#### Material for this task

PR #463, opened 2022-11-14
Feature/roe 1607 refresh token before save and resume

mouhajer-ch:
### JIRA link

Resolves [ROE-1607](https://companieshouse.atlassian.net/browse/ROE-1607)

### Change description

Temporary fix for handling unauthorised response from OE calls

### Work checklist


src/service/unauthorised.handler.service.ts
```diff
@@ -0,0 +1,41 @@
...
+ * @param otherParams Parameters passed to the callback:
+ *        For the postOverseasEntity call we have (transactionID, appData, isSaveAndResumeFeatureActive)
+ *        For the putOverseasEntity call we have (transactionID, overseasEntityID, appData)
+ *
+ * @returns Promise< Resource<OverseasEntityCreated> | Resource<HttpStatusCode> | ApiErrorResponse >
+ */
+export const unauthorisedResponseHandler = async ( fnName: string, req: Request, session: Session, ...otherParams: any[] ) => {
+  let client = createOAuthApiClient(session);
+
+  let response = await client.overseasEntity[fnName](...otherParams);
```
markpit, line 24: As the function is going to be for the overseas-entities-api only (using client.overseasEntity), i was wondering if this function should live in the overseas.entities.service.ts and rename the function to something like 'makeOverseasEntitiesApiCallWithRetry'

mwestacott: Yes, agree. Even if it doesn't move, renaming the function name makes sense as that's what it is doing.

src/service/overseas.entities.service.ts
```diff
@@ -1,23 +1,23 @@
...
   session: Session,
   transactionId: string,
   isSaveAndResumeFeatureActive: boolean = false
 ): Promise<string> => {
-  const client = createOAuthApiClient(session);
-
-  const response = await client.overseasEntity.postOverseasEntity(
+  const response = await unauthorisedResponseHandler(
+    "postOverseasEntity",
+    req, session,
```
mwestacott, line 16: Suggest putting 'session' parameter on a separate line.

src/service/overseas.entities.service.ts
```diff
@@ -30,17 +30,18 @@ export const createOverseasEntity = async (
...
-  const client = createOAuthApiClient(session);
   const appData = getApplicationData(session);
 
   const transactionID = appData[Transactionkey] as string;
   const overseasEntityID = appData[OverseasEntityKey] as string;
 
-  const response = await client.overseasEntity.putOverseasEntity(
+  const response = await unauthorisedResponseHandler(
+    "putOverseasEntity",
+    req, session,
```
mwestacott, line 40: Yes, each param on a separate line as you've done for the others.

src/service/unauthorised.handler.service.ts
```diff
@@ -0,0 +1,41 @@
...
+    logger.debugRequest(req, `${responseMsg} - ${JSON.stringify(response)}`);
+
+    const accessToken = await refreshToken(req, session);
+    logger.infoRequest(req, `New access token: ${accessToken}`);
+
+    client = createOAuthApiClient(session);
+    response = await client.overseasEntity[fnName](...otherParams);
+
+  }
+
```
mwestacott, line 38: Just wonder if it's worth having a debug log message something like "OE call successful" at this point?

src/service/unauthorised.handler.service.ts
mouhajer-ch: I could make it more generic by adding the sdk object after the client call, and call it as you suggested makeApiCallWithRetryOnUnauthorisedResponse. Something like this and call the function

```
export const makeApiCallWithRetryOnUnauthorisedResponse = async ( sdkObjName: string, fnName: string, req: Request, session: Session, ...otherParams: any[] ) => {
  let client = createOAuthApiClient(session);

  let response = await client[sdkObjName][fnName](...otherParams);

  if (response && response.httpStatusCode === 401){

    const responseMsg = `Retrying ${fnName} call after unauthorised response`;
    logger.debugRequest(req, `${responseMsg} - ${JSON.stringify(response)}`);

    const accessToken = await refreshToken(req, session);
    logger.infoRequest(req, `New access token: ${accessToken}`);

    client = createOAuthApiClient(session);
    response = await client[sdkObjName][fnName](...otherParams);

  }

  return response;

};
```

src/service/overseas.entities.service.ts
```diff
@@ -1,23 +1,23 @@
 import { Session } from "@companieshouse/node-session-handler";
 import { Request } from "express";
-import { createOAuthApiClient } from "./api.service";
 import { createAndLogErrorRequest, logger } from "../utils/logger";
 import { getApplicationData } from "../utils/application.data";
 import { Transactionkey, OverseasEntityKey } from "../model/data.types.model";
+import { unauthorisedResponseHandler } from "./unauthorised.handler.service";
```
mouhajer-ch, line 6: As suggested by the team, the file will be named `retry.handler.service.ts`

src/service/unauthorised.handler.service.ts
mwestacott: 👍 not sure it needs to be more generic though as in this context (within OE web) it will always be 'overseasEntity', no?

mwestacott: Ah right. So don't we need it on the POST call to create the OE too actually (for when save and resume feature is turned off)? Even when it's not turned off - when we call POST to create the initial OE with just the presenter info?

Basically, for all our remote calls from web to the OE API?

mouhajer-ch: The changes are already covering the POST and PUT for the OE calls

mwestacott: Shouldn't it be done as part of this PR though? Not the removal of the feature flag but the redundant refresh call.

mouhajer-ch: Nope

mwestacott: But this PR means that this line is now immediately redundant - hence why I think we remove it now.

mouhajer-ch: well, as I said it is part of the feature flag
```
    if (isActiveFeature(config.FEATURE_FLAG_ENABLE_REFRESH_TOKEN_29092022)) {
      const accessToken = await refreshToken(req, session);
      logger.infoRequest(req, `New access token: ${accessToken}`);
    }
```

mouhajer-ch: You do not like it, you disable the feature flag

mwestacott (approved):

########

> _Exercise description_:
Copy out the records above without altering anything.

> _Answer space_:
PR #463, opened 2022-11-14
Feature/roe 1607 refresh token before save and resume

mouhajer-ch:
### JIRA link

Resolves [ROE-1607](https://companieshouse.atlassian.net/browse/ROE-1607)

### Change description

Temporary fix for handling unauthorised response from OE calls

### Work checklist


src/service/unauthorised.handler.service.ts
```diff
@@ -0,0 +1,41 @@
...
+ * @param otherParams Parameters passed to the callback:
+ *        For the postOverseasEntity call we have (transactionID, appData, isSaveAndResumeFeatureActive)
+ *        For the putOverseasEntity call we have (transactionID, overseasEntityID, appData)
+ *
+ * @returns Promise< Resource<OverseasEntityCreated> | Resource<HttpStatusCode> | ApiErrorResponse >
+ */
+export const unauthorisedResponseHandler = async ( fnName: string, req: Request, session: Session, ...otherParams: any[] ) => {
+  let client = createOAuthApiClient(session);
+
+  let response = await client.overseasEntity[fnName](...otherParams);
```
markpit, line 24: As the function is going to be for the overseas-entities-api only (using client.overseasEntity), i was wondering if this function should live in the overseas.entities.service.ts and rename the function to something like 'makeOverseasEntitiesApiCallWithRetry'

mwestacott: Yes, agree. Even if it doesn't move, renaming the function name makes sense as that's what it is doing.

src/service/overseas.entities.service.ts
```diff
@@ -1,23 +1,23 @@
...
   session: Session,
   transactionId: string,
   isSaveAndResumeFeatureActive: boolean = false
 ): Promise<string> => {
-  const client = createOAuthApiClient(session);
-
-  const response = await client.overseasEntity.postOverseasEntity(
+  const response = await unauthorisedResponseHandler(
+    "postOverseasEntity",
+    req, session,
```
mwestacott, line 16: Suggest putting 'session' parameter on a separate line.

src/service/overseas.entities.service.ts
```diff
@@ -30,17 +30,18 @@ export const createOverseasEntity = async (
...
-  const client = createOAuthApiClient(session);
   const appData = getApplicationData(session);
 
   const transactionID = appData[Transactionkey] as string;
   const overseasEntityID = appData[OverseasEntityKey] as string;
 
-  const response = await client.overseasEntity.putOverseasEntity(
+  const response = await unauthorisedResponseHandler(
+    "putOverseasEntity",
+    req, session,
```
mwestacott, line 40: Yes, each param on a separate line as you've done for the others.

src/service/unauthorised.handler.service.ts
```diff
@@ -0,0 +1,41 @@
...
+    logger.debugRequest(req, `${responseMsg} - ${JSON.stringify(response)}`);
+
+    const accessToken = await refreshToken(req, session);
+    logger.infoRequest(req, `New access token: ${accessToken}`);
+
+    client = createOAuthApiClient(session);
+    response = await client.overseasEntity[fnName](...otherParams);
+
+  }
+
```
mwestacott, line 38: Just wonder if it's worth having a debug log message something like "OE call successful" at this point?

src/service/unauthorised.handler.service.ts
mouhajer-ch: I could make it more generic by adding the sdk object after the client call, and call it as you suggested makeApiCallWithRetryOnUnauthorisedResponse. Something like this and call the function

```
export const makeApiCallWithRetryOnUnauthorisedResponse = async ( sdkObjName: string, fnName: string, req: Request, session: Session, ...otherParams: any[] ) => {
  let client = createOAuthApiClient(session);

  let response = await client[sdkObjName][fnName](...otherParams);

  if (response && response.httpStatusCode === 401){

    const responseMsg = `Retrying ${fnName} call after unauthorised response`;
    logger.debugRequest(req, `${responseMsg} - ${JSON.stringify(response)}`);

    const accessToken = await refreshToken(req, session);
    logger.infoRequest(req, `New access token: ${accessToken}`);

    client = createOAuthApiClient(session);
    response = await client[sdkObjName][fnName](...otherParams);

  }

  return response;

};
```

src/service/overseas.entities.service.ts
```diff
@@ -1,23 +1,23 @@
 import { Session } from "@companieshouse/node-session-handler";
 import { Request } from "express";
-import { createOAuthApiClient } from "./api.service";
 import { createAndLogErrorRequest, logger } from "../utils/logger";
 import { getApplicationData } from "../utils/application.data";
 import { Transactionkey, OverseasEntityKey } from "../model/data.types.model";
+import { unauthorisedResponseHandler } from "./unauthorised.handler.service";
```
mouhajer-ch, line 6: As suggested by the team, the file will be named `retry.handler.service.ts`

src/service/unauthorised.handler.service.ts
mwestacott: 👍 not sure it needs to be more generic though as in this context (within OE web) it will always be 'overseasEntity', no?

mwestacott: Ah right. So don't we need it on the POST call to create the OE too actually (for when save and resume feature is turned off)? Even when it's not turned off - when we call POST to create the initial OE with just the presenter info?

Basically, for all our remote calls from web to the OE API?

mouhajer-ch: The changes are already covering the POST and PUT for the OE calls

mwestacott: Shouldn't it be done as part of this PR though? Not the removal of the feature flag but the redundant refresh call.

mouhajer-ch: Nope

mwestacott: But this PR means that this line is now immediately redundant - hence why I think we remove it now.

mouhajer-ch: well, as I said it is part of the feature flag
```
    if (isActiveFeature(config.FEATURE_FLAG_ENABLE_REFRESH_TOKEN_29092022)) {
      const accessToken = await refreshToken(req, session);
      logger.infoRequest(req, `New access token: ${accessToken}`);
    }
```

mouhajer-ch: You do not like it, you disable the feature flag

mwestacott (approved):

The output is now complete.